**The problem:** In the entries that follow, find the line containing "--- a/.changes/linux-webkit-rendering-hint.md"; from there, copy every line exactly through the line containing "logged in that".

**Exercise data:**
=-=-=-=-=
PR #15937, opened 2026-08-29
feat(runtime-wry): hint at WebKitGTK compositing env vars when software rendering is detected

### LINKED ISSUE #15936: Blank window under Xvfb until WEBKIT_DISABLE_COMPOSITING_MODE=1, with no diagnostic
Under Xvfb with software GL, the window opens and renders nothing. No error, no warning, no log line. Setting `WEBKIT_DISABLE_COMPOSITING_MODE=1` fixes it completely.

## Environment

- Linux (Debian 13, x86_64), WebKitGTK 2.52.3, Xvfb 1920x1080x24, fluxbox, no GPU.
- tauri 2.11.1.

## Before and after

Without the variable: a white window, correct title, correct size, DOM present in the inspector, nothing painted. With `WEBKIT_DISABLE_COMPOSITING_MODE=1` (also with `WEBKIT_DISABLE_DMABUF_RENDERER=1` and `LIBGL_ALWAYS_SOFTWARE=1`): renders correctly, first try.

It took me a while to figure this out, assuming my own asset pipeline was at fault, because a blank window and a 404'd bundle look identical.

## Suggestion

Tauri knows more about the environment than the app author does. When compositing is unavailable or the GL renderer is software, either set the variable or log one line saying the webview was created without compositing and naming the escape hatch.

## Related

#9304, #8655, #10011 and #12361 report the blank-window symptom itself (NVIDIA/DMABUF, Wayland); this issue is about the missing diagnostic, which none of them covers.

gronke:
WebKitGTK renders a blank window in environments without GPU acceleration (containers, VMs, CI) and logs nothing, so the workaround is undiscoverable.

On Linux and the BSDs, `Wry::init` now logs once:
- a warning naming `WEBKIT_DISABLE_DMABUF_RENDERER=1` / `WEBKIT_DISABLE_COMPOSITING_MODE=1` when `LIBGL_ALWAYS_SOFTWARE` or `GALLIUM_DRIVER` indicate software GL and no escape hatch is set,
- a debug-level breadcrumb otherwise.

Bare Xvfb without env indicators is not detectable without creating a GL context, which is too heavy for a diagnostic; the debug breadcrumb covers that case.
Log-only; no environment variables are modified.

Verified under `xvfb-run` with a log subscriber: warn fires with `GALLIUM_DRIVER=llvmpipe`, stays silent when the escape hatch is set.

Closes #15936

### DIFF
--- a/.changes/linux-webkit-rendering-hint.md
+++ b/.changes/linux-webkit-rendering-hint.md
@@ -1,0 +1,7 @@
+---
+"tauri-runtime-wry": patch:enhance
+---
+
+On Linux and the BSDs, log a one-time warning naming the `WEBKIT_DISABLE_DMABUF_RENDERER=1` / `WEBKIT_DISABLE_COMPOSITING_MODE=1` workarounds when software GL rendering is detected via the environment (`LIBGL_ALWAYS_SOFTWARE`, `GALLIUM_DRIVER`), plus a debug-level breadcrumb on every runtime initialization.
+WebKitGTK renders a blank window in such environments with no diagnostic of its own.
+Log-only; no environment variables are modified.
--- a/crates/tauri-runtime-wry/src/lib.rs
+++ b/crates/tauri-runtime-wry/src/lib.rs
@@ -2844,6 +2844,108 @@ impl<T: UserEvent> RuntimeHandle<T> for WryHandle<T> {
   }
 }
 
+/// WebKitGTK is known to render a blank window in environments without GPU
+/// acceleration (containers, VMs, CI) unless one of its rendering escape
+/// hatches is set. Since nothing is painted and nothing is logged in that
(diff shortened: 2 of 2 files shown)


FabianLars:
hmm i wonder if this is more something for Wry instead 🤔

gronke:
> hmm i wonder if this is more something for Wry instead 🤔

Good point, wry fits better. The blank window is engine-level knowledge that every wry consumer hits, not only Tauri apps, and wry init runs before the web processes spawn, which is when WebKit reads these variables. Happy to refile against wry and close this one. If you would rather land the hint here first for release timing, that works too, it is log-only and easy to drop later.

FabianLars:
Let's do it in wry then, we can do quick releases so no need to land it in tauri first. A new wry patch probably lands before the next tauri version.

PR #15939, opened 2026-08-29
fix(tauri): return 404 for missing subresource assets instead of SPA index.html fallback

### LINKED ISSUE #15938: Asset protocol: a missing file returns 200 text/html, so a failed module import names neither the URL nor the cause
A request for a path that is not in `frontendDist` returns **HTTP 200 with `Content-Type: text/html`** (the SPA fallback serving `index.html`). For a module request that turns "file not found" into `'text/html' is not a valid JavaScript MIME type`, and the offending URL appears nowhere in the error.

A missing module is a common way a desktop app fails to boot. Today that failure names neither the file nor the reason.

## Environment

tauri 2.11.1, tauri-build 2.6, Linux (Debian 13, x86_64), WebKitGTK 2.52.3, GTK 3.24.49.
`WebviewUrl::App("/index.html")` over a static `frontendDist` of ES modules with an inline import map.

## Scope

This applies whenever the `tauri://` protocol serves `frontendDist:` production builds, and dev without devUrl. With devUrl set, the webview talks to the dev server directly and this code path is not involved. The CLI's built-in dev server (static frontendDist in dev) implements the same fallback chain and fails identically.

## Evidence

Probed from inside the webview:

```
probe main.js                 -> 200 text/javascript  @ tauri://localhost/main.js
probe preload.js              -> 200 text/javascript  @ tauri://localhost/preload.js
probe definitely-not-here.js  -> 200 text/html        @ tauri://localhost/definitely-not-here.js
```

The last line is the problem. A path that exists nowhere returns `200 text/html`.

The symptom was a window rendering its splash screen forever, with one diagnostic:

```
[boot] import failed, retrying once cache-busted: 'text/html' is not a valid JavaScript MIME type.
```

Nothing further was reported. The retry (same specifier plus a `?cache-bust` query) neither resolved nor rejected while watching, so the boot promise never settled. I didn't establish whether the query string is handled differently.

I've ended up injecting an init script that fetches every import-map target and reports which ones come back as HTML.

## Why it matters

`200 text/html` is indistinguishable from success at the protocol level, and the resulting MIME error names no URL, so the failure is invisible to the tooling that would otherwise catch it. A 404 is machine readable and can be easily caught by CI.

## Suggestion

Do not fall back for requests that are clearly not navigations. `Sec-Fetch-Dest: script`, the `Accept` header, or a `.js`/`.mjs`/`.css`/`.json` extension is enough to answer 404 instead of serving `index.html`. SPA fallback is right for a navigation and harmful for a subresource.

Failing that, warn from the protocol handler when it falls back, naming the requested path.

No config or builder option disables the fallback today. The closest workaround is rewriting the response in on_web_resource_request when a subresource path comes back as `text/html`, which is the heuristic this issue argues the framework should apply itself.

gronke:
A request for a path missing from the bundled assets returned `200 text/html` (the SPA `index.html` fallback), so a failed ES module import surfaced only as `'text/html' is not a valid JavaScript MIME type`, naming neither the URL nor the cause.

- `AppManager::get_asset` skips the whole fallback chain when the requested path has a static subresource extension (conservative allowlist in `tauri_utils::mime_type::has_subresource_extension`; dotted SPA routes like `/product/v1.2` keep the fallback).
- The `tauri://` protocol answers `404` `text/plain` naming the path; other errors keep the 500 path. `on_web_resource_request` can still override.
- The CLI's built-in dev server mirrors the same rule and 404 body.
- The SPA fallback now logs a warning when it serves `index.html` for a missing path.
- Fixes a latent double-boxing in `get_asset`'s error path that made the boxed error non-downcastable to `tauri::Error`.

Header-based detection (`Sec-Fetch-Dest`) was deliberately not used; it is unreliable on WebKitGTK custom schemes. First unit tests for the `get_asset` chain (map-backed `Assets` impl) and the dev-server resolution helper.

Closes #15938

### DIFF
--- a/crates/tauri/src/manager/mod.rs
+++ b/crates/tauri/src/manager/mod.rs
@@ -387,6 +387,7 @@ impl<R: Runtime> AppManager<R> {
     &self,
     mut path: String,
     _use_https_schema: bool,
+    allow_html_fallback: bool,
   ) -> Result<Asset, Box<dyn std::error::Error>> {
     let assets = &self.assets;
     if path.ends_with('/') {
@@ -405,15 +406,10 @@ impl<R: Runtime> AppManager<R> {
 
     let mut asset_path = AssetKey::from(path.as_str());
 
-    // a missing subresource (script, style, image, ...) must never resolve to
-    // an HTML document; skipping the fallback chain lets the protocol handler
-    // answer 404 instead of `index.html` with a misleading mime type
-    let use_fallbacks = !tauri_utils::mime_type::has_subresource_extension(&path);
-
     let asset_response = assets
       .get(&asset_path)
       .or_else(|| {
-        if !use_fallbacks {
+        if !allow_html_fallback {
           return None;
         }
         log::debug!("Asset `{path}` not found; fallback to {path}.html");
@@ -423,7 +419,7 @@ impl<R: Runtime> AppManager<R> {
         asset
       })
       .or_else(|| {
-        if !use_fallbacks {
+        if !allow_html_fallback {
           return None;
         }
         log::debug!("Asset `{path}` not found; fallback to {path}/index.html",);
@@ -433,7 +429,7 @@ impl<R: Runtime> AppManager<R> {
         asset
       })
       .or_else(|| {
-        if !use_fallbacks {
+        if !allow_html_fallback {
           return None;
         }
         let fallback = AssetKey::from("index.html");
@@ -757,7 +753,7 @@ mod asset_tests {
   use crate::{
     sealed::ManagerBase,
     test::{mock_builder, mock_context, MockRuntime},
-    App,
+    App, Asset,
   };
   use std::borrow::Cow;
   use tauri_utils::assets::{AssetKey, AssetsIter, CspHash};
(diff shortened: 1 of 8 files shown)


crates/tauri/src/manager/mod.rs
```diff
@@ -405,32 +405,50 @@ impl<R: Runtime> AppManager<R> {
 
     let mut asset_path = AssetKey::from(path.as_str());
 
+    // a missing subresource (script, style, image, ...) must never resolve to
+    // an HTML document; skipping the fallback chain lets the protocol handler
+    // answer 404 instead of `index.html` with a misleading mime type
+    let use_fallbacks = !tauri_utils::mime_type::has_subresource_extension(&path);
```
Legend-Master: I'm not the most convinced with this, the whole point of this fallback is to always allow the client to react to the URL. Unless we can be sure that this is not from a navigation request, we should not do this.

gronke: Good catch, and you are right that the extension heuristic could not answer it; a navigation to `/reports/2024.pdf` would have 404'd.

Reworked to decide from the request destination rather than the URL.
Measured what actually reaches the `tauri://` handler on WebKitGTK 2.52.3: no `Sec-Fetch-Dest` for custom protocols, but `Accept` is `text/html,application/xhtml+xml,…` for navigations (including `/reports/2024.pdf`) and `*/*` or `image/…` for scripts, images and `fetch`.

The rule is now: `Sec-Fetch-Dest` when the webview sends it (`document`/`iframe`/`frame` → navigation), otherwise `Accept` containing `text/html`, and if neither header is present the request counts as a navigation so the fallback is preserved. Navigations therefore always reach the frontend router, and only a request that does not present itself as a document load can 404.

This also removes the extension allowlist entirely, and `AssetResolver` keeps the old behaviour since it has no request to classify.

PR #15941, opened 2026-08-29
fix: surface commands that are unreachable due to missing permissions

### LINKED ISSUE #15940: A command in invoke_handler but absent from COMMANDS is silently unreachable, with no build-time warning
A command listed in `invoke_handler!` but missing from `COMMANDS` in the plugin's build script is silently unreachable. No permission file is generated for it, so no capability can grant it, so every invoke is rejected at runtime. No warnings at build time.

## Background

My plugin had this:

```rust
// build.rs
const COMMANDS: &[&str] = &["do_something"];   // debug_log missing

// lib.rs
.invoke_handler(tauri::generate_handler![commands::do_something, commands::debug_log])
```

`debug_log` was documented in our own contributor docs as the way to forward frontend logs to the backend.
It had never worked, because of that one missing string. Every invoke was rejected, our JS caught the rejection, and the channel looked simply quiet.

Two steps were needed, and the second is easy to miss even once you know:

1. add the name to `COMMANDS` so the permission is generated
2. then grant `allow-debug-log` in `permissions/default.toml`

Generating the permission file does not grant it.

## Suggestion

`generate_handler!` knows the command names, the build script knows `COMMANDS`.
A build-time warning when a handler-registered command has no generated permission would have saved the whole detour.

An error would be defensible too, since the command is unreachable either way.

Secondary: a runtime log line when an invoke is rejected for a missing permission, rather than only an `Err` the caller may swallow.

gronke:
A command listed in `generate_handler!` but missing from the plugin's `COMMANDS` build-script list is silently unreachable: no permission is generated, so no capability can grant it, and every invoke is rejected at runtime with nothing on the host side.

Two changes:
- `generate_handler!` prints a build-time warning when a registered command is not referenced by any permission of the crate (plugin `COMMANDS` or hand-written permission files). Fail-open: crates without defined permissions stay silent, `REMOVE_UNUSED_COMMANDS` flow unchanged, renamed commands called out in the message. Probes the permission-file lists written by tauri-plugin (external plugins), tauri-build (inlined plugins, app manifest) and the tauri crate (core plugins).
- ACL denials are now logged host-side via `log::error!` (rich `resolve_access_message` in debug builds, short message in release); previously the reason lived only in the webview's rejected promise, which frontends routinely swallow.

Closes #15940

### DIFF
--- a/crates/tauri-macros/src/command/handler.rs
+++ b/crates/tauri-macros/src/command/handler.rs
@@ -38,7 +38,8 @@ impl Parse for Handler {
       .into_iter()
       .collect();
 
-    filter_unused_commands(plugin_name, &mut command_defs);
+    filter_unused_commands(&plugin_name, &mut command_defs);
+    warn_unreferenced_commands(&plugin_name, &command_defs);
     let mut commands = Vec::new();
     let mut wrappers = Vec::new();
 
@@ -89,7 +90,7 @@ fn try_get_plugin_name(input: &ParseBuffer<'_>) -> Result<Option<String>, syn::E
   )
 }
 
-fn filter_unused_commands(plugin_name: Option<String>, command_defs: &mut Vec<CommandDef>) {
+fn filter_unused_commands(plugin_name: &Option<String>, command_defs: &mut Vec<CommandDef>) {
   let allowed_commands = tauri_utils::acl::read_allowed_commands();
   let Some(allowed_commands) = allowed_commands else {
     return;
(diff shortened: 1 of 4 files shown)


crates/tauri-macros/src/command/handler.rs
```diff
@@ -141,6 +142,75 @@ fn filter_unused_commands(plugin_name: Option<String>, command_defs: &mut Vec<Co
...
+      );
+    }
+  }
+}
+
+/// Locates the permission files defined by the current crate's build script,
+/// probing the locations used by tauri-plugin (external plugin crates),
+/// tauri-build (inlined plugins and the app manifest) and the tauri crate
+/// itself (core plugins).
+fn find_defined_permission_files(
```
Legend-Master, line 192: I'm not sure if having the `tauri-macros` reading the permission files is a good idea, cc @FabianLars do you have some opinions on this?

FabianLars: I'd prefer not to do that either but i also cannot name an alternative if we want this warning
=-=-=-=-=
**Result of the task:**
--- a/.changes/linux-webkit-rendering-hint.md
+++ b/.changes/linux-webkit-rendering-hint.md
@@ -1,0 +1,7 @@
+---
+"tauri-runtime-wry": patch:enhance
+---
+
+On Linux and the BSDs, log a one-time warning naming the `WEBKIT_DISABLE_DMABUF_RENDERER=1` / `WEBKIT_DISABLE_COMPOSITING_MODE=1` workarounds when software GL rendering is detected via the environment (`LIBGL_ALWAYS_SOFTWARE`, `GALLIUM_DRIVER`), plus a debug-level breadcrumb on every runtime initialization.
+WebKitGTK renders a blank window in such environments with no diagnostic of its own.
+Log-only; no environment variables are modified.
--- a/crates/tauri-runtime-wry/src/lib.rs
+++ b/crates/tauri-runtime-wry/src/lib.rs
@@ -2844,6 +2844,108 @@ impl<T: UserEvent> RuntimeHandle<T> for WryHandle<T> {
   }
 }
 
+/// WebKitGTK is known to render a blank window in environments without GPU
+/// acceleration (containers, VMs, CI) unless one of its rendering escape
+/// hatches is set. Since nothing is painted and nothing is logged in that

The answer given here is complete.